Foram convocadas as comissões mistas para analisar as MPs 1291/2025, que trata da alteração no Fundo Social; 1292/2025, que institui o empréstimo consignado para trabalhadores do setor privado; e 1293/2025, que trata do reajuste dos soldos dos militares das Forças Armadas. Essas comissões serão instaladas na próxima terça-feira (22).
A decisão foi comunicada por Hugo Motta aos parlamentares e membros do executivo essa semana e interpretada como um retorno ao rito constitucional previsto no artigo 62 da Constituição.

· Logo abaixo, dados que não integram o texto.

PR #438, opened 2019-12-16
Consistent logger use

### LINKED ISSUE #432: [Bug] Inconsistent HTTP request singleton pattern
The solution had single logging provider Logger() in a corresponding library /Logger. To support HTTP request singleton pattern the new logging provider was introduced ContextAwareLogger(). The sparse usage of a new logging provider introduced inconsistent logging pattern where some packages use Logger() (for example the azure-services package) and web-api package uses ContextAwareLogger().

As result the Logger() indirectly being used in HTTP context where ContextAwareLogger() is used as well which do not let log context related event properly.

Expected implementation pattern
---------------------------------
The context aware pattern should be implemented on IoC container level instead. Any other providers that require context awareness should be part on that container (like logging library). The context IoC container should follow HTTP request singleton pattern.

pownkel:
#### Description of changes

Instead of binding both Logger and ContextAwareLogger in the IoC container, bind one object to Logger and use either a GlobalLogger or ContextAwareLogger as appropriate for the context. Fixes #432 
- Split registerLoggerToContainer into registerGlobalLoggerToContainer and registerContextAwareLoggerToContainer
- Remove exports of logger implementations (GlobalLogger and ContextAwareLogger) and only export the base Logger class
- bind a ContextAwareLogger in request-level containers
- Add a few additional setup steps in contextAwareLoggerClient (make sure rootLoggerClient is setup)

#### Pull request checklist

- [ ] Addresses an existing issue: Fixes #432 

### DIFF
--- a/packages/logger/src/base-app-insights-logger-client.ts
+++ b/packages/logger/src/base-app-insights-logger-client.ts
@@ -13,9 +13,13 @@ import { LoggerEvent } from './logger-event';
 export abstract class BaseAppInsightsLoggerClient implements LoggerClient {
     protected telemetryClient: TelemetryClient;
 
+    protected initialized: boolean = false;
+
     public abstract async setup(baseProperties?: BaseTelemetryProperties): Promise<void>;
 
-    public abstract isSetup(): boolean;
+    public isInitialized(): boolean {
+        return this.initialized;
+    }
 
     public trackMetric(name: string, value: number): void {
         this.telemetryClient.trackMetric({
--- a/packages/logger/src/base-app-insights-logger-client.ts
+++ b/packages/logger/src/base-app-insights-logger-client.ts
@@ -15,6 +15,8 @@ export abstract class BaseAppInsightsLoggerClient implements LoggerClient {
 
     public abstract async setup(baseProperties?: BaseTelemetryProperties): Promise<void>;
 
+    public abstract isSetup(): boolean;
+
     public trackMetric(name: string, value: number): void {
         this.telemetryClient.trackMetric({
             name: name,
--- a/packages/logger/src/context-aware-app-insights-logger-client.ts
+++ b/packages/logger/src/context-aware-app-insights-logger-client.ts
@@ -20,13 +20,14 @@ export class ContextAwareAppInsightsLoggerClient extends BaseAppInsightsLoggerCl
             ...baseProperties,
         };
 
-        if (!this.rootLoggerClient.isSetup()) {
+        if (!this.rootLoggerClient.isInitialized()) {
             await this.rootLoggerClient.setup();
         }
+        this.initialized = true;
     }
 
-    public isSetup(): boolean {
-        return this.telemetryClient !== undefined && this.rootLoggerClient.isSetup();
+    public isInitialized(): boolean {
+        return super.isInitialized() && this.rootLoggerClient.isInitialized();
     }
 
     protected getAdditionalPropertiesToAddToEvent(): { [key: string]: string } {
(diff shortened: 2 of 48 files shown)


packages/logger/src/context-aware-app-insights-logger-client.ts
```diff
@@ -18,6 +19,14 @@ export class ContextAwareAppInsightsLoggerClient extends BaseAppInsightsLoggerCl
...
             ...baseProperties,
         };
+
+        if (!this.rootLoggerClient.isSetup()) {
+            await this.rootLoggerClient.setup();
+        }
+    }
+
+    public isSetup(): boolean {
+        return this.telemetryClient !== undefined && this.rootLoggerClient.isSetup();
```
lamaks: Moving `private initialized: boolean` in a base class as `protected` and have only `public isSetup()` in a base class allow simplify implementation in inherited class by directly setting/getting `initialized` value directly

packages/logger/src/base-app-insights-logger-client.ts
```diff
@@ -15,6 +15,8 @@ export abstract class BaseAppInsightsLoggerClient implements LoggerClient {
 
     public abstract async setup(baseProperties?: BaseTelemetryProperties): Promise<void>;
 
+    public abstract isSetup(): boolean;
```
lamaks: IsInitialized() is more common name

packages/logger/src/context-aware-logger.ts
```diff
@@ -5,7 +5,6 @@ import { injectable } from 'inversify';
 import { Logger } from './logger';
 import { LoggerClient } from './logger-client';
 
-@injectable()
 export class ContextAwareLogger extends Logger {
```
lamaks: Remove import { injectable }...

packages/logger/src/global-logger.ts
```diff
@@ -6,7 +6,6 @@ import { BaseTelemetryProperties } from './base-telemetry-properties';
 import { Logger } from './logger';
 import { LoggerClient } from './logger-client';
 
-@injectable()
```
lamaks: Remove import { injectable }...

packages/logger/src/register-logger-to-container.ts
```diff
@@ -38,11 +25,34 @@ export function registerLoggerToContainer(container: Container): void {
...
+    container.bind(loggerTypes.AppInsights).toConstantValue(appInsights);
+    container.bind(loggerTypes.Process).toConstantValue(process);
+    container
+        .bind(AppInsightsLoggerClient)
+        .toSelf()
+        .inSingletonScope();
+    container
+        .bind(ConsoleLoggerClient)
+        .toSelf()
+        .inSingletonScope();
```
lamaks: This is context related bind for `registerGlobalLoggerToContainer()`

pownkel: Since it uses inSingletonScope there will be one global object for AppInsightsLoggerClient and ConsoleLoggerClient

packages/web-workers/src/process-web-request.spec.ts
```diff
@@ -0,0 +1,75 @@
...
+
+    beforeEach(() => {
+        requestHandled = false;
+        context = ({
+            req: {
+                query: { 'api-version': '1.0' },
+            },
+        } as unknown) as Context;
+        process.env.APPINSIGHTS_INSTRUMENTATIONKEY = '00000000-0000-0000-0000-000000000000';
+        //console.log = jest.fn();
```
haonliu: Do we need this?

pownkel: Nope, I thought I took that out, my mistake

packages/logger/src/register-logger-to-container.ts
lamaks: Right, but this is not a part of  `registerLoggerDependenciesToContainer()` and not need to be called from `registerContextAwareLoggerToContainer()`. The `registerLoggerDependenciesToContainer()` is intended to be common for both registrations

Durante a pandemia de COVID-19, o Congresso suspendeu temporariamente o funcionamento das comissões mistas por razões sanitárias e operacionais. Naquele momento, estabeleceu-se que as MPs seriam analisadas diretamente pelos plenários da Câmara e do Senado, sem passar pela instância colegiada que tradicionalmente discute e negocia os termos das medidas. A excepcionalidade, no entanto, foi estendida por Arthur Lira mesmo após o fim das restrições, consolidando um modelo que favorecia o controle da agenda legislativa por parte da presidência da Câmara.
Na prática, esse arranjo transformou o presidente da Câmara em principal fiador das medidas provisórias, muitas vezes deixando o Senado com pouco espaço para deliberar com autonomia. O modelo também permitiu que Lira atribuísse a parlamentares alinhados ao Centrão a relatoria de propostas de alto impacto político e orçamentário, incluindo pautas como o novo marco fiscal, a ampliação de programas sociais e flexibilizações na legislação trabalhista. A concentração de poder foi alvo de críticas constantes, especialmente por parte de senadores que viam suas atribuições esvaziadas.
Hugo Motta revogou modelo imposto na Câmara por Arthur Lira
Motta rompe com “legado” de Lira
Em 2023, Lira chegou a firmar um acordo com o presidente do Senado, Rodrigo Pacheco (PSD-MG), para retomar parcialmente o funcionamento das comissões mistas. O compromisso, porém, foi aplicado de maneira limitada e inconsistente, com várias MPs ainda sendo encaminhadas diretamente aos plenários. A decisão recente de Hugo Motta de reinstalar as comissões indica um rompimento mais definitivo com o legado centralizador do antecessor.
A interpretação de integrantes do governo é que Motta busca reforçar a institucionalidade e equilibrar as relações entre Câmara e Senado. A mudança é também vista como um gesto de abertura ao diálogo com a oposição e com alas do Congresso que vinham pressionando pela retomada do rito formal. Fontes no Congresso avaliam que a nova direção pode impactar também outras pautas de relevância, como a tramitação da reforma administrativa, a regulamentação de despesas obrigatórias e a reestruturação de carreiras do funcionalismo.
Ao retomar o caminho previsto pela Constituição para o trâmite das MPs, Hugo Motta inicia sua gestão promovendo um gesto simbólico e prático de descentralização do poder legislativo. O movimento não apenas esvazia o último bastião da gestão de Arthur Lira, mas também recoloca o Senado em condição de protagonismo no processo decisório das medidas que impactam diretamente o governo e a sociedade.